This is more or less the dressing of my childhood. I love, love, love stuffing or dressing. You can keep the turkey, but keep the dressing coming. This is herby and oniony and just plain wonderful…it wreaks of the holidays. This dressing is also absolutely exquisite with some oysters pushed down into the mixture. I’ve also used smoked oysters, which add both the oyster flavor and some smoke. Either option is delicious.
Make certain to toast the bread cubes. Toasting adds another dimension of flavor to finished product. I also prefer to use different kinds of bread—this mixture was a mixture of challah, Cuban bread and sour dough.
I added a diced sautéed parsnip and some shredded carrots for both flavor and color. I use either leeks or onions in abundance. Leeks are my preference. And some diced celery, along with some of the leaves. Add plenty of fresh herbs like rosemary, thyme, sage and parsley.
I add the smaller amount of the broth; toss and add additional broth as needed. The bread should be moist, but not soupy or soggy. Let the mixture stand for a few minutes while you make the browned butter.
Brown butter is simply butter that has been melted, and heated until the milk solids brown. This gives the final product a lovely nutty flavor. You can make an entire pound of butter into brown butter, pour it into a jar and refrigerate. Then, it just there for the using and use it you will. It’s nice stuff.
I baked this in a buttered skillet and drizzled that nice, brown butter over the whole thing. It occurred to me to do this after I read a blog by a friend of The Unbound Reader. It’s a good site, with good recipes. The blog is called Today I Cooked.

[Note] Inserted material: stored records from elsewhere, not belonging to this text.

PR #33, opened 2026-02-19
Implement fix and check command

Max13245:
This PR adds a couple of things:
- It fixes inconsistent metadata in tar headers packages.
- It adds a check command to scan the Packit environment for issues.
- It adds a fix command which will fix issues found in the Packit environment.

### DIFF
--- a/src/installer/symlinker.rs
+++ b/src/installer/symlinker.rs
@@ -9,7 +9,7 @@ use crate::{
     },
     platforms::symlink,
     storage::package_register::PackageRegister,
-    utils::symlink::{create_folder_symlinks, remove_symlinks},
+    utils::io::{create_folder_symlinks, remove_symlinks},
 };
 
 pub struct Symlinker<'a> {
--- a/src/installer/symlinker.rs
+++ b/src/installer/symlinker.rs
@@ -9,6 +9,7 @@ use crate::{
     },
     platforms::symlink,
     storage::package_register::PackageRegister,
+    utils::symlink::{create_folder_symlinks, remove_symlinks},
 };
 
 pub struct Symlinker<'a> {
@@ -28,76 +29,14 @@ impl<'a> Symlinker<'a> {
             let package_dir_path = package_directory.join(dir_name);
             let prefix_dir_path = prefix_dir.join(dir_name);
 
-            self.create_folder_symlinks(&package_dir_path, &prefix_dir_path, true)?;
+            create_folder_symlinks(&package_dir_path, &prefix_dir_path, true)?;
         }
 
         Ok(())
     }
 
-    fn create_folder_symlinks(&self, source_dir: &Path, destination_dir: &Path, keep_subdirectories: bool) -> Result<()> {
-        // Create destination if it does not exist
-        if !destination_dir.exists() {
-            fs::create_dir_all(&destination_dir)?;
-        }
-
-        // Skip symlinking if source does not exist
-        if !source_dir.exists() {
-            return Ok(());
-        }
-
-        // Symlink files
-        for file in fs::read_dir(source_dir)? {
-            let file = file?;
-
-            let destination = destination_dir.join(file.file_name());
-
-            // Handle directories
-            if file.file_type()?.is_dir() {
-                // If we want to keep subdirectories, create the symlinks for the subdirectory
-                // TODO: Handle subdirectories properly
-                if keep_subdirectories {
-                    self.create_folder_symlinks(&file.path(), &destination, true)?;
-                } else {
-                    dbg!("Skipping subdirectory", file);
-                }
-
-                continue;
-            }
-
-            // Check if file already exists
-            if fs::exists(&destination)? {
-                warning!("Symlink {:?} already exists in {:?}", file.file_name(), destination_dir);
-                continue;
-            }
-
-            // Symlink file in destination directory
-            symlink::create_symlink(&file.path(), &destination)?;
-        }
-
-        Ok(())
-    }
-
-    /// Searches for symlinks with a certain destination (destinations inside of the destination are also a match).
-    pub fn remove_symlinks(&self, search_dir: &Path, destination_dir: &Path) -> Result<()> {
-        for file in fs::read_dir(search_dir)? {
-            let file = file?;
-            let file_type = file.file_type()?;
-
-            if file_type.is_dir() {
-                self.remove_symlinks(&file.path(), destination_dir)?;
-
-                // Remove the directory if it is empty after removing symlinks
-                if fs::read_dir(file.path())?.next().is_none() {
-                    fs::remove_dir(file.path())?;
-                }
-            }
-
-            if file_type.is_symlink() && fs::read_link(file.path())?.starts_with(destination_dir) {
-                symlink::remove_symlink(&file.path())?
-            }
-        }
-
-        Ok(())
+    pub(super) fn remove_symlinks(&self, search_dir: &Path, destination_dir: &Path) -> Result<()> {
+        Ok(remove_symlinks(search_dir, destination_dir)?)
     }
 
     /// Sets a package to active and create the appropiate symlinks for it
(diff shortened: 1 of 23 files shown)


src/installer/symlinker.rs
```diff
@@ -78,7 +78,7 @@ impl<'a> Symlinker<'a> {
     }
 
     /// Searches for symlinks with a certain destination (destinations inside of the destination are also a match).
-    pub(super) fn remove_symlinks(&self, search_dir: &Path, destination_dir: &Path) -> Result<()> {
+    pub fn remove_symlinks(&self, search_dir: &Path, destination_dir: &Path) -> Result<()> {
```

Bread Stuffing with Leeks, Celery and Herbs with a Browned Butter Drizzle
- 2 tablespoons unsalted butter
- 2 tablespoons olive oil
- 1 medium-sized parsnip, peeled and diced
- 1 1/2 cups sliced leeks
- 1-2 celery ribs, chopped (I include as many leaves as possible)
- 1 carrot, shredded
- 8 cups cubed bread, toasted and dried in the oven
- 2 tablespoons dried parsley flakes (or 1/4 cup fresh chopped parsley)
- 2 teaspoons dried rubbed sage leaves
- 2 teaspoons fresh thyme leaves (lemon thyme is exceedingly nice)
- 1 teaspoon fresh rosemary leaves, coarsely chopped
- 1/2 teaspoon freshly ground black pepper
- 1/2 teaspoon herbes de Provence
- 1 1/2-2 cups turkey or chicken broth, as needed
- 1/2 cup chopped toasted pecans
- 4 tablespoons unsalted butter
Place the toasted bread cubes in a large bowl; set aside.
In a big skillet, melt the oil and butter over medium heat; add in the parsnip cubes. Sauté until they brown slightly, about 3 minutes. Add the leeks, celery, and celery leaves. Cook, stirring often, until the leeks are golden, about 3 minutes.
Scrape the vegetable mixture into the bowl with the bread cubes. Add the shredded carrots, the herbs and pepper.
Gradually stir in about 1 cup of the broth. Toss and add additional broth, until the stuffing is evenly moistened but not soggy.
In a small shiny saucepan, heat the butter until melted. Continue to cook until the butter browns. Be very careful that the butter doesn’t burn. Set aside when browned.
Transfer stuffing to a skillet and buttered casserole dish; sprinkle with the pecans and drizzle with the browned butter. Cover, with foil and bake in a preheated 325°F oven for 30 minutes. Remove foil and continue to bake for 20-30 minutes. Let stand for at least 10 minutes before serving.
Make ahead: Can be made at least 1 day ahead. Reheat for 15 minutes before serving.
NOTE: Add 8 ounces of fresh oysters, if you wish (and you should wish to!). One small can of smoked oysters, drained, can be added instead of the fresh ones. Feel free to add quartered sautéed mushrooms, diced water chestnuts, and/or diced apples or pears.
Bread Stuffing with Leeks, Celery and Herbs with a Browned Butter Drizzle Recipe©Marcia Lahens 2016. All rights reserved.
We enjoyed this with a Pork Tenderloin Wrapped in Bacon, but it’s great with turkey, too.
Just a quick note. I never actually stuff the turkey. I prefer to bake it separately, because you have no issue with bacteria and frankly, you can never get enough into the turkey. I want more. Life is good and it’s Thanksgiving. Enjoy!